■ **Your objective**: Give back every line of the data below exactly.
=== Begin Enclosure ===
PR #45, opened 2021-10-20
If the platform is OCP then we fetch the credentials from the secret we requested from cloud credentials operator.

miheer:
If the source is openshift-route then we get the credentials from the secret we requested from cloud credentials operator.

This fixes https://issues.redhat.com/browse/CFE-135


miheer:
@Miciah PTAL

pkg/operator/controller/credentials-secret/controller.go
```diff
@@ -200,9 +282,13 @@ func isInNS(namespace string) func(o client.Object) bool {
...
 
 // getExternalDNSCredentialsSecretName returns the name of the credentials secret retrieved from externalDNS resource
-func getExternalDNSCredentialsSecretName(externalDNS *operatorv1alpha1.ExternalDNS) string {
+func (r *reconciler) getExternalDNSCredentialsSecretName(externalDNS *operatorv1alpha1.ExternalDNS) string {
+	if ocpVersion := getOCPMajorVersion(r.kubeclient); ocpVersion == ocpMajorVersion4 {
+		return secretFromCloudCredentialsOperator
+	}
 	switch externalDNS.Spec.Provider.Type {
 	case operatorv1alpha1.ProviderTypeAWS:
+		fmt.Printf("In switch")
```
arjunrn, line 291: Debug statement should be removed.

pkg/operator/controller/credentials-secret/controller_test.go
```diff
@@ -124,14 +160,23 @@ func TestReconcile(t *testing.T) {
 	}
 
 	for _, tc := range testCases {
+
 		t.Run(tc.name, func(t *testing.T) {
 			cl := fake.NewClientBuilder().WithScheme(testScheme).WithRuntimeObjects(tc.existingObjects...).Build()
+			kubeFakeClient := kubernetesFakeClient.NewSimpleClientset()
+
+			if tc.name == "Bootstrap OCP" {
```
arjunrn, line 168: Tests should not have the same name. Instead there could be a bool flag indicating if the fake resources should be loaded.

miheer:
@arjunrn  PTAL

pkg/operator/controller/credentials-secret/controller_test.go
miheer: @arjunrn  done

pkg/operator/controller/credentials-secret/controller.go
miheer: @arjunrn done

dgoodwin:
@miheer we think this may have caused https://bugzilla.redhat.com/show_bug.cgi?id=2019001

possible we will have to open a revert PR until this can be resolved as it's blocking some things which are blocking some important things. :)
=== End Enclosure ===
■ **Written answer**:
PR #45, opened 2021-10-20
If the platform is OCP then we fetch the credentials from the secret we requested from cloud credentials operator.

miheer:
If the source is openshift-route then we get the credentials from the secret we requested from cloud credentials operator.

This fixes https://issues.redhat.com/browse/CFE-135


miheer:
@Miciah PTAL

pkg/operator/controller/credentials-secret/controller.go
```diff
@@ -200,9 +282,13 @@ func isInNS(namespace string) func(o client.Object) bool {
...
 
 // getExternalDNSCredentialsSecretName returns the name of the credentials secret retrieved from externalDNS resource
-func getExternalDNSCredentialsSecretName(externalDNS *operatorv1alpha1.ExternalDNS) string {
+func (r *reconciler) getExternalDNSCredentialsSecretName(externalDNS *operatorv1alpha1.ExternalDNS) string {
+	if ocpVersion := getOCPMajorVersion(r.kubeclient); ocpVersion == ocpMajorVersion4 {
+		return secretFromCloudCredentialsOperator
+	}
 	switch externalDNS.Spec.Provider.Type {
 	case operatorv1alpha1.ProviderTypeAWS:
+		fmt.Printf("In switch")
```
arjunrn, line 291: Debug statement should be removed.

pkg/operator/controller/credentials-secret/controller_test.go
```diff
@@ -124,14 +160,23 @@ func TestReconcile(t *testing.T) {
 	}
 
 	for _, tc := range testCases {
+
 		t.Run(tc.name, func(t *testing.T) {
 			cl := fake.NewClientBuilder().WithScheme(testScheme).WithRuntimeObjects(tc.existingObjects...).Build()
+			kubeFakeClient := kubernetesFakeClient.NewSimpleClientset()
+
+			if tc.name == "Bootstrap OCP" {
```
arjunrn, line 168: Tests should not have the same name. Instead there could be a bool flag indicating if the fake resources should be loaded.

miheer:
@arjunrn  PTAL

pkg/operator/controller/credentials-secret/controller_test.go
miheer: @arjunrn  done

pkg/operator/controller/credentials-secret/controller.go
miheer: @arjunrn done

dgoodwin:
@miheer we think this may have caused https://bugzilla.redhat.com/show_bug.cgi?id=2019001

possible we will have to open a revert PR until this can be resolved as it's blocking some things which are blocking some important things. :)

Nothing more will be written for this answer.